Zahl goes on to trace some of the broad rejection of experienced love in later forms of both Roman and Protestant faith. I invite any who are curious about all this to read his book. And his argument about the rise of more disaffected (“cooler”) salvation certainly meshes with Janice Knight’s thesis in her Orthodoxies in Massachusetts (Harvard, 1994) where she shows a deep division among English Puritans over two versions of faith: one driven by law and the other by love. And I found the same divide in my doctoral work: “Richard Sibbes’ Theology of Grace and the Division of English Reformed Theology” (Kings College London, 1997).
In Sibbes’ case (d.1635) his combination of confidence in God’s love and in the immediate, active ministry of the Spirit in human hearts—Zahl’s “experience”—shaped his mature theology. One contemporary parishioner reported the impact Sibbes’ preaching had on him: “His sweet soul-melting Gospel-sermons won my heart and refreshed me much [so that] my heart held firm and resolved and my desires [were] all heaven-ward” (Frost diss., p. 88).

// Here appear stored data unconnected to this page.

PR #3, opened 2016-05-17
Add lint step to travis

willkg:
Reworks travis scaffolding so it runs with sudo and runs a lint pass as
well as a tests pass.


willkg:
Going to close and re-create this.

PR #5, opened 2016-05-17
Add lint step to travis

willkg:
Reworks travis scaffolding so it runs with sudo and runs a lint pass as
well as a tests pass.

Once more ... with meaning.


willkg:
The lint pass is working, but the tests are failing because it's missing a file I've got in another branch. I'm going to land this and move forward.

PR #28, opened 2016-05-25
Add ooid module and tests from socorrolib

willkg:
Antenna will be self-contained and won't depend on anything from socorro or socorrolib. However, there are a few things we need to use from socorrolib to make everything work.

As such, my plan is to copy code from socorrolib that's very very unlikely to change.

This copies over the ooid code and its tests. It also updates both so they don't make our linter sad and also to take advantage of pytest magic.

r?


willkg:
GitHub seems to be lagging and closed this out on me. So I created a new one.

PR #29, opened 2016-05-25
Add ooid module and tests from socorrolib

willkg:
Antenna will be self-contained and won't depend on anything from socorro or socorrolib. However, there are a few things we need to use from socorrolib to make everything work.

As such, my plan is to copy code from socorrolib that's very very unlikely to change.

This copies over the ooid code and its tests. It also updates both so they don't make our linter sad and also to take advantage of pytest magic.

r?


willkg:
Changes from the old code:

1. fix variable and function names
2. rewrite tests to use pytest assert stuff
3. minor code cleanup
4. better documentation

@peterbe Can you skim this for Python-correctness?

peterbe:
I really think you should take the opportunity to contemplate the naming. "ooid" is a relic of the past. "uuid" sounds like the standard python lib. "crashid" is tricky because I never know to write "crashid" or "crash ID" or "crashID".

antenna/lib/ooid.py
```diff
@@ -0,0 +1,112 @@
...
+# License, v. 2.0. If a copy of the MPL was not distributed with this
+# file, You can obtain one at http://mozilla.org/MPL/2.0/.
+
+# This is based on socorrolib's socorrolib/lib/ooid.py module.
+
+# OOID is "Our opaque ID"
+import datetime as dt
+import uuid as uu
+
+from antenna.lib.datetimeutil import utc_now, UTC
```
peterbe: Surely, the tests can't pass yet with this in them.

peterbe:
We need to solve the `datetimeutil` issue. From skimming the code it seems it needs `datetimeutil` for the sake of getting todays date (in UTC). Surely we can do with just standard python `datetime`. But that `UTC`? Is that something we can get from `datetime` too or do we need something that actually understands timezones like `python-dateutil` or `arrow`.

antenna/lib/ooid.py
```diff
@@ -0,0 +1,112 @@
+# This Source Code Form is subject to the terms of the Mozilla Public
+# License, v. 2.0. If a copy of the MPL was not distributed with this
+# file, You can obtain one at http://mozilla.org/MPL/2.0/.
+
+# This is based on socorrolib's socorrolib/lib/ooid.py module.
+
+# OOID is "Our opaque ID"
+import datetime as dt
```
peterbe: See chat in #broken.

tests/test_ooid.py
```diff
@@ -0,0 +1,118 @@
...
+import datetime as dt
+from unittest import TestCase
+
+from antenna.lib.datetimeutil import utc_now, UTC
+import antenna.lib.ooid as oo
+
+
+class Test_ooid(TestCase):
+    def setUp(self):
+        self.baseDate = dt.datetime(2008, 12, 25, tzinfo=UTC)
```
peterbe: `s/baseDate/base_date`  maybe?

antenna/lib/ooid.py
willkg: It's better for project archaeology and history to keep conversations in one place or another rather than have conversations diverge.

willkg:
So... outstanding issues here:

1. Requires datetimeutil. I had that queued for another PR, but I'll just toss it in here. I had forgotten ooid required that. I should have done them the other way around.
2. Change the ooid name. An ooid is not the same thing as a uuid, though in the case of the collector the ooid is only used for crash_ids. The code uses these two terms consistently, so I'm not sure there's an issue here.
3. Change import renaming in test file. I can do that.

willkg:
^^^ That cleans up the imports and `baseDate`. It also adds the datetimeutil module. That's a lot smaller than the one in socorrolib, because we're only using a very small part of it.

peterbe:
Regarding the name, I didn't have an opinion. I just wanted to poke you to stop and think about it. Sounds like you've done that. 
r+
Want me to merge it?

willkg:
Thank you!

PR #30, opened 2016-05-25
Modify config

willkg:
This tweaks configuration a little bit to make it easier to work with in the breakpad code I'm writing.

The only new feature is the `parse_class` parser. That should be pretty straight-forward.

The rest of it is nixing the config singleton for one that's instantiated when the app is created.

### DIFF
--- a/antenna/app.py
+++ b/antenna/app.py
@@ -9,16 +9,26 @@ from functools import wraps
 
 import falcon
 
-from antenna.configlib import config
+from antenna.configlib import ConfigManager
 
 logger = logging.getLogger('gunicorn.error')
 
 
-def require_basic_auth(username, password):
+def require_basic_auth(fun):
     """Decorator for requiring HTTP basic auth
 
-    :arg username: the valid username to use
-    :arg password: the valid password to use
+    This is used in resources and requires the resource to have
+    ``is_valid_auth`` implemented.
+
+    Example::
+
+        class HealthCheckResource:
+            def is_valid_auth(self, username, password):
+                return (username, password) == ('foo', 'bar')
+
+            @require_basic_auth
+            def on_get(self, req, resp):
+                ...
 
     """
     def auth_error():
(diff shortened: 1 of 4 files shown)


willkg:
@peterbe Can you do a quick r? for python-y issues and a sanity check?

antenna/configlib.py
```diff
@@ -91,6 +101,22 @@ def parse_bool(val):
...
+
+    >>> parse_class('hashlib.md5')
+
+    """
+    module, class_name = val.rsplit('.', 1)
+    module = importlib.import_module(module)
+    try:
+        return getattr(module, class_name)
+    except AttributeError:
+        raise ValueError('%s is not a valid member of %s' % (
```
peterbe: Why a `ValueError`? What was wrong with the `AttributeError`? Also, might it be of interest to re-wrap it as `ImportError`?

antenna/app.py
```diff
@@ -9,16 +9,26 @@
 
 import falcon
 
-from antenna.configlib import config
+from antenna.configlib import ConfigManager
```
peterbe: I like it. It's simpler.

antenna/configlib.py
willkg: We could return the AttributeError, my initial tinkering suggested it wasn't wildly helpful and that a better error messages was. Without this wrapping, you get something like:

```
>>> import importlib
>>> module = importlib.import_module('hashlib')
>>> getattr(hashlib, 'foo')
  File "<stdin>", line 1, in <module>
AttributeError: 'module' object has no attribute 'foo'
>>> 
```

"module" is totally not helpful here. With my changes, you get something like:

```
ValueError: 'foo' is not a valid member of hashlib'
```

I thought about wrapping the ImportError and then decided not to because the ImportError itself is more informative than what I'd probably do if wrapping it.

willkg: Continuing, I think the actual exception is moot. This is something that the developer is seeing when they're implementing something and a user is seeing if they've got antenna configured wrong. It's not an exception that is intended to be caught and handled.

I'm on the fence. I think I want to hedge towards users being able to see the message and intuit what to do next. I don't know what to do to make it better.

With Python 3, this is much easier since you can chain exceptions. Then we could throw an additional `ConfigurationError` with a super helpful message and the user gets our message plus the original one.

peterbe:
r+

willkg:
Thank you!

PR #35, opened 2016-09-08
Dockerfile updated to be based on python, circle building properly

milescrabill:
update dockerfile to be based on python:2.7.12-slim, add circle.yml and boilerplate for building containers in circle

@willkg r+?

You can pull from dockerhub with `docker pull mozilla/antenna:unstable`. Once this is merged you can just `docker pull mozilla/antenna` and it will pull latest, which is built off of master.

:unstable will be built off of the latest non-master, non-tagged build (on any branch of _this_ repo)

### DIFF
--- a/Dockerfile
+++ b/Dockerfile
@@ -1,28 +1,31 @@
-# Dockerfile for socorro-collector container
-FROM centos:centos7
+FROM python:2.7.12-slim
+
+WORKDIR /app/
+RUN groupadd --gid 1001 app && useradd -g app --uid 1001 --shell /usr/sbin/nologin app
+
+RUN apt-get update && apt-get install -y \
+    gcc apt-transport-https
+
+COPY ./requirements.txt /app/requirements.txt
+COPY requirements-dev.txt /app/requirements-dev.txt
+
+RUN pip install -U 'pip>=8' && \
+    pip install --upgrade --no-cache-dir -r requirements.txt
+
+# Install the app
+COPY . /app/
 
 # Set Python-related environment variables to reduce annoying-ness
 ENV PYTHONUNBUFFERED 1
 ENV PYTHONDONTWRITEBYTECODE 1
+ENV PORT 8000
 
-EXPOSE 8000
+USER app
+EXPOSE $PORT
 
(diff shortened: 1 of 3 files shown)


Dockerfile
```diff
@@ -1,28 +1,31 @@
...
 
-# Install pip and get pip8
-RUN yum -y install epel-release \
-    && yum -y update \
-    && yum -y group install "Development Tools" \
-    && yum -y install python-devel python-pip
-COPY bin/pipstrap.py bin/pipstrap.py
-RUN ./bin/pipstrap.py
+RUN pip install -U 'pip>=8' && \
+    pip install --upgrade --no-cache-dir -r requirements.txt
```
willkg: Looks like we're copying both the requirements files, but we're only installing the production one. That's fine for non-dev environments, but for development, we need the requirements-dev.txt one, too.

How should that work? Can we install dev requirements "only if" the container is for dev purposes?

Dockerfile
```diff
@@ -1,28 +1,31 @@
...
+USER app
+EXPOSE $PORT
 
-RUN pip install --require-hashes -r requirements-dev.txt \
-    && pip install -e .
+CMD ANTENNA_INI=settings_dev.ini gunicorn \
+    --workers=1 \
+    --worker-connections=4 \
+    --worker-class=gevent \
+    --bind localhost:${PORT} \
```
willkg: I usually bind to 0.0.0.0 which means to bind to all the addresses--including the loopback one. By default, gunicorn binds just to 127.0.0.1 which is the problem I usually run into.

You mentioned that you do some docker thing such that it works. Is that done somewhere in this PR that I'm not aware of? Or is it something I set up in docker on my local machine?

Dockerfile
willkg: I talked with @mythmon and I understand what's going on and I'm cool with this now.

Dockerfile
willkg: As long as you think this works in prod, I'm cool with this, too.

willkg:
This is the best! r+

PR #36, opened 2016-09-08
Fix docker infrastructure

willkg:
This fixes the Dockerfile to bind to 0.0.0.0:8000 because that makes
things work. This updates the Makefile and docker-compose.yml so we
can launch Antenna for development purposes.

### DIFF
--- a/.gitignore
+++ b/.gitignore
@@ -41,12 +41,6 @@ htmlcov/
 coverage.xml
 *,cover
 .hypothesis/
-
-# Translations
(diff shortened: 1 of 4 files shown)


willkg:
@miles Does the Dockerfile changes look ok?

milescrabill:
lgtm!

willkg:
Circle is sad, but for other reasons. The tests pass. So I'm landing this now.

PR #38, opened 2016-09-09
Fix py.test sys.path issues

willkg:
This fixes the py.test path issues for good! Down with py.test issues! Up with CI!


willkg:
Yay! De-toxed and it works. Merging this.

PR #46, opened 2016-09-19
Don't deploy for dev branches, PRs, etc.

milescrabill:
Test commit, don't merge yet ;)


willkg:
Circle seems to have failed, but github is showing it as still running. The failure is entirely my fault and fixed in another PR.

Given that, I'm mergifying this now!

PR #1015, opened 2019-10-03
Add exit criteria to Kanban columns

adborden:
Content pulled and remixed from
https://github.com/18F/cg-product/blob/3f58e4f3aa95a03d77726da6d79f7c185bda0505/StoryLifecycle.md

- [ ] Once reviewed, I'll update the Kanban board columns.

### DIFF
--- a/CONTRIBUTING.md
+++ b/CONTRIBUTING.md
@@ -118,8 +118,8 @@ Work that we are planning on doing and will groom and schedule into a sprint.
 - Indicate the intended benefit and who the story is for in the "as a ..., I want
   ..., so that ..." form.
 - Acceptance criteria is defined.
-- If necessary, the story includes a security testing plan. For example, the
-  acceptance criteria include automated tests and alerts for unexpected behavior.
+- If necessary, the story includes a security testing plan and any tasks from
+  that plan are included as acceptance criteria.
 
 
 #### Sprint backlog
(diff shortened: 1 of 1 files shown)


CONTRIBUTING.md
```diff
@@ -30,30 +30,96 @@ task “Capacity”
...
+Work that we are planning on doing and will groom and schedule into a sprint.
+
+
+##### Exit criteria
+
+- Indicate the intended benefit and who the story is for in the "as a ..., I want
+  ..., so that ..." form.
+- Acceptance criteria is defined.
+- If necessary, the story includes a security testing plan. For example, the
+  acceptance criteria include automated tests and alerts for unexpected behavior.
```
mogul: Security testing seems orthogonal to automated tests and alerts. Maybe split this into two items?

adborden: Hmm, what I'm trying to say is, "we've thought about the security implications of this feature and have included any tasks to address those implications in the acceptance criteria. For example, if we need to assert that a URL is accessible only by authorized users, then an acceptance criteria is added to add an automated test that will test that URL."

so... maybe.. this?

> If necessary, the story includes a security testing plan and any tasks from that plan are included as acceptance criteria.

mogul: Sure, that's clearer.

adborden: Updated, ready for another review.

mogul (approved):

PR #1040, opened 2019-10-09
Use upstream beats role

adborden:
- [ ] https://github.com/GSA/datagov-deploy-common/pull/31

This resolves the issue of having to use `--skip-tags filebeat`.


adborden:
Superceded by https://github.com/GSA/datagov-deploy/pull/1344

PR #1054, opened 2019-10-16
Be clearer about using git-flow patterns, not tools

mogul:


adborden (approved):
Much clearer, ecto-1.

Issue #805, opened 2019-05-24
Move supervisor services to systemd


adborden:
## User Story

As an operator, I want all the supervisor jobs/services running as systemd jobs/services so that I get the features of systemd, including failure notifications and resource limits.

## Details

An advantage to moving to Ubuntu Bionic is that we get systemd. We should update the supervisor jobs to take advantage of this.

## Acceptance Criteria

- [ ] Supervisor jobs are move to systemd
- [ ] Where appropriate, job failures send a notification to datagovhelp@
- [ ] Supervisor is uninstalled from all hosts

## Definition of Done
> Data.gov jobs and services run under systemd just like OS level jobs and services.

nickumia-reisys:
- https://github.com/GSA/data.gov/issues/3710

PR #1056, opened 2019-10-17
Fix dashboard cron jobs overrunning each other

### LINKED ISSUE #1050: Dashboard High Memory alerts from overlapping cron jobs
We keep seeing dashboard1p and dashboard1d go down or [alert on high memory](https://alerts.newrelic.com/accounts/1601367/incidents/89067741/violations). This appears to be cron jobs running long, and then new reruns overlap, consuming more memory without cleaning up the last one.

We can move to supervisor to prevent new runs starting when the previous one hasn't finished. [timeout](https://linux.die.net/man/1/timeout) is part of GNU coreutils and can kill the job after a timeout.

## How to reproduce

1. dashboard cfo-act download job runs daily. On some occasions, the runs don't end and don't clean up resources.

## Expected behavior

Jobs run one at a time. If a job runs too long, it is killed.

## Actual behavior

Jobs can run indefinitely, and be run on top of each other, consuming more and more memory.

adborden:
Fixes #1050 
- Adds molecule
- Moves cron jobs to supervisor
- Moves logging to directory
- Adds logrotate for dashboard cron jobs

This doesn't address any of the Dashboard web app logging issues.

### DIFF
--- a/ansible/roles/software/dashboard/dashboard-deploy/molecule/default/tests/test_default.py
+++ b/ansible/roles/software/dashboard/dashboard-deploy/molecule/default/tests/test_default.py
@@ -1,0 +1,12 @@
+import os
+
+import testinfra.utils.ansible_runner
+
+testinfra_hosts = testinfra.utils.ansible_runner.AnsibleRunner(
+    os.environ['MOLECULE_INVENTORY_FILE']).get_hosts('all')
+
+
+def test_hosts_file(host):
+    hosts = host.file('/etc/hosts')
+
+    assert hosts.exists
--- a/ansible/roles/software/dashboard/dashboard-deploy/molecule/default/tests/test_default.py
+++ b/ansible/roles/software/dashboard/dashboard-deploy/molecule/default/tests/test_default.py
@@ -6,7 +6,36 @@ testinfra_hosts = testinfra.utils.ansible_runner.AnsibleRunner(
     os.environ['MOLECULE_INVENTORY_FILE']).get_hosts('all')
 
 
-def test_hosts_file(host):
-    hosts = host.file('/etc/hosts')
+dashboard_user = 'ubuntu'
 
-    assert hosts.exists
+
+def test_log_dir(host):
+    log_dir = host.file('/var/log/dashboard')
+
+    assert log_dir.exists
+    assert log_dir.is_directory
+    assert log_dir.user == dashboard_user
+    assert log_dir.group == dashboard_user
+
+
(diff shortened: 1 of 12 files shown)


ansible/roles/software/dashboard/dashboard-deploy/molecule/default/tests/test_default.py
```diff
@@ -6,7 +6,36 @@
...
+
+def test_cron(host):
+    cron = host.file('/etc/cron.d/dashboard')
+
+    assert cron.exists
+    assert cron.user == 'root'
+    assert cron.group == 'root'
+    assert cron.mode == 0o644
+    assert cron.contains('supervisorctl start dashboard-cfo-act-download')
+    assert cron.contains('supervisorctl start dashboard-cfo-act-full-scan')
```
mogul, line 41: I'm a little confused here... So cron is still used to ensure the supervisor jobs are started? Isn't there a better mechanism for that, eg chkconfig? Or maybe the intent is just to recover in case one of them dies...?

mogul (commented):
I can understand the content of the two commits, but my low experience with Ansible and Supervisor means I don't have more substantive feedback than this... Can't say what's good/bad/wrong/could-be-better! But in any case, it seems like the right direction to take.

ansible/roles/software/dashboard/dashboard-deploy/molecule/default/tests/test_default.py
adborden: These jobs are not long-running processes, they are one-off tasks that exit 0 once the task is complete. cron schedules the job at a specific time and supervisor acts more like a task manager. Supervisor provides:
- task arguments "as code" since they're baked into the config
- parallelism of a task (or in this case, enforcing a singleton task)
- retries on failure (no retries in this case)
- logging

We use supervisor for both these one-off tasks and for long-running tasks/services.

Once we're completely on bionic, we'd probably [move to systemd](https://github.com/GSA/datagov-deploy/issues/805) which has more features like resource limits, watch dogs, and timers (dropping the need for cron).

mogul: That makes sense to me... I was looking for a `chkconfig` or something somewhere.

adborden:
@mogul can you take another look?

mogul (approved):
I don't see anything eyebrow-raising offhand, though my limited experience with Molecule, Upstart, and Ansible means I might be missing things.

Issue #919, opened 2019-08-26
Upgrade PHP applications to use PHP 7.3


adborden:
## User Story
As an operator, I want the PHP applications to run on PHP 7.3.x so that they have the latest security fixes and the longest supported lifetime.

## Details
https://www.php.net/supported-versions.php

This should include all the PHP applications:
- CRM
- Dashboard
- WordPress

## Acceptance Criteria
- [ ] Application development environments and tests are updated
- [ ] Deployment playbooks are updated

adborden:
For this task, you'll want to first test the PHP changes locally in these repositories:

- [CRM](https://github.com/GSA/open311-simple-crm) ([with docker-compose PR](https://github.com/GSA/open311-simple-crm/pull/38))
- [Dashboard](https://github.com/GSA/project-open-data-dashboard) (@pburkholder added docker-compose already)
- [WordPress](https://github.com/GSA/datagov-wp-boilerplate) ([with docker-compose PR](https://github.com/GSA/datagov-wp-boilerplate/pull/25))

Then, we'll want to update the Ansible playbooks which will be applied to the BSP environment.
- [CRM roles](https://github.com/GSA/datagov-deploy/tree/develop/ansible/roles/software/crm)
- [Dashboard roles](https://github.com/GSA/datagov-deploy/tree/develop/ansible/roles/software/dashboard)
- [WordPress roles](https://github.com/GSA/datagov-deploy/tree/develop/ansible/roles/software/wordpress)

adborden:
And it's probably to best to start with one of them (CRM) and take it all the way to production before moving on to the other apps.

mogul:
I'm working on updating the dashboard role for the BSP environment and getting a little lost on how to test it. Let's meet early Monday to review, @adborden!

mogul:
> And it's probably to best to start with one of them (CRM) and take it all the way to production before moving on to the other apps.

Per discussion today, it's easier to keep the common Ansible roles intact if we do them all at once, so I'm taking that path instead.

adborden:
@mogul deployed this to production today.

PR #1059, opened 2019-10-21
Upgrade to PHP 7.3.x

mogul:
Addresses #919 

Confirmed `dashboard` is working and passing tests with `bundle exec kitchen test dashboard`. 

CRM and WordPress still need to be tested as working before it can be deployed, hence the draft state.


adborden:
Awesome so far! One thing to add (maybe)... We disabled Kitchen in CI a while ago, and it would be great to re-enable it. Basically just reversing [this change to the Makefile](https://github.com/GSA/datagov-deploy/commit/b96874b9d68bea8e3bcb5e190dc80e5971b61718#diff-b67911656ef5d18c4ae36cb6741b7965). We would still need to resolve the vault issue... Still scratching my head on how to address that one.

mogul:
Flailed about a bit in `ci` but still failed to get a deployment going. I think I must be misunderstanding what needs to happen for my SSH key to be in the right place. Let's debug together Wednesday morning!

mogul:
Things noted along the way that are out of scope for this PR; should be separate issues: 

* [x] The initial .sql import for CRM should move into a migration, and be tested for idempotentcy --> https://github.com/GSA/datagov-deploy/issues/1098
* [x] We need to add the CI env config for dashboard (terraform + vault + vars) and verify that .env gets populated properly --> https://github.com/GSA/datagov-deploy/issues/1100

mogul:
Rebased (a few times 😬 ) for easier review.

ansible/roles/software/common/php-common/files/phpreload
```diff
@@ -0,0 +1,2 @@
+#!/bin/bash
+service php{{ php_version }}-fpm reload
```
adborden: This won't get templated, since we're using the `copy` module. You'll want to move this to the `templates` dir and update the Ansible task.

ansible/roles/software/common/php-fixes/defaults/main.yml
```diff
@@ -4,7 +4,8 @@ php_cli_max_execution_time: 600
 php_cli_memory_limit: 2048M
 
 # Name of the PHP FPM service
-php_fpm_service_name: php{{ php_major_minor_version }}-fpm
+php_fpm_service_name: "php{{ php_major_minor_version }}-fpm"
 
 # Major/minor version of PHP
-php_major_minor_version: "7.0"
+php_major_minor_version: "{{ php_version }}"
+php_version: 7.3
```
adborden: FWIW, I like the `php_major_minor_version` name, because it's more descriptive. Technically, the PHP version would include a patch number (7.3.x) and I think the `php_version` was a poor choice on geerlingguy. And it's only now that I realize we could've reversed these variables to accommodate the third-party roles:

```
php_major_minor_version: "7.3"
php_version: "{{ php_major_minor_version }}"
```

Not a deal breaker though.

adborden (approved):
😎

.gitignore
```diff
@@ -62,4 +62,5 @@ gen-csr-out
 
 # ansible-galaxy vendored roles
 ansible/roles/vendor/*
-!ansible/roles/vendor/requirements.yml
\ No newline at end of file
+!ansible/roles/vendor/requirements.yml
+.vscode/settings.json
```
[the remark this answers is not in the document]
mogul: Handy! Added to my local config.

ansible/roles/software/common/php-common/files/phpreload
mogul: Good catch! Pushed a fix.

In Jenson’s book, The Gravity of Sin, he also points to Luther’s core continuity with Augustine. In this Jenson features the way both men spoke of human sin as the soul “curving in on itself”—in Latin, homo incurvatus in se. This differed from the widely held view of sin as “trespass” or “violating God’s will.” For those in the Augustinian-affective tradition the behavioral definition of “trespass” overlooks the underlying motivation of sin: proud self-love. Like a doctor who looks beyond presenting issues to an actual disease. And that disease is the fallen human’s instinct to be self-focused—to mistakenly see personal spiritual efforts to become good as crucial for salvation. The Augustinian corrective transformed Sibbes’ ministry in the seventeenth century and also shaped Jonathan Edwards’ theology of sin and salvation in the eighteenth century.
These brief snippets aren’t enough, I’m sure, to convince anyone to shift his or her own reading of salvation after living long with a more disaffected, juridical, and behavioral faith. Or, for Roman Catholics, with a sacramental, versus a Spirit-in-us, view of grace. But these books at least offer the chance to invite readers to see a problem. Whatever “faith” we grew up with is not shared as a church-wide consensus: ongoing debates are still in play. And in sorting the options what we find in Augustine’s affective and experience-based faith is profoundly biblical and personally compelling. Heartfelt!
If Augustine is right, then we all need the Spirit to break the power of Adam’s unwelcome gift: the self-fixating “gravity of sin.” It only comes by God’s love poured out in our hearts. The Spirit is not reluctant to do this if we ask. What’s more, if we do ask him it’s only because he’s already drawing us to experience God’s love in Christ.
Or, as I love to say with Augustine, “O, taste and see, the Lord is good!”